PR #2374, opened 2020-12-03
Only monitor first route/ingress

### LINKED ISSUE #2373: ICM annotation improvements
Improve the annotation addition for the IngressMonitorController so that it only enables monitoring for the first (the LAGOON_ROUTE) route of Standard Availability projects and enables the ICM on all routes of High Availability Projects.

___

◆ **HOW TO COMPLETE THIS TASK**
I need each line above reproduced exactly.

◆ **WRITTEN SOLUTION**
PR #2374, opened 2020-12-03
Only monitor first route/ingress

### LINKED ISSUE #2373: ICM annotation improvements
Improve the annotation addition for the IngressMonitorController so that it only enables monitoring for the first (the LAGOON_ROUTE) route of Standard Availability projects and enables the ICM on all routes of High Availability Projects.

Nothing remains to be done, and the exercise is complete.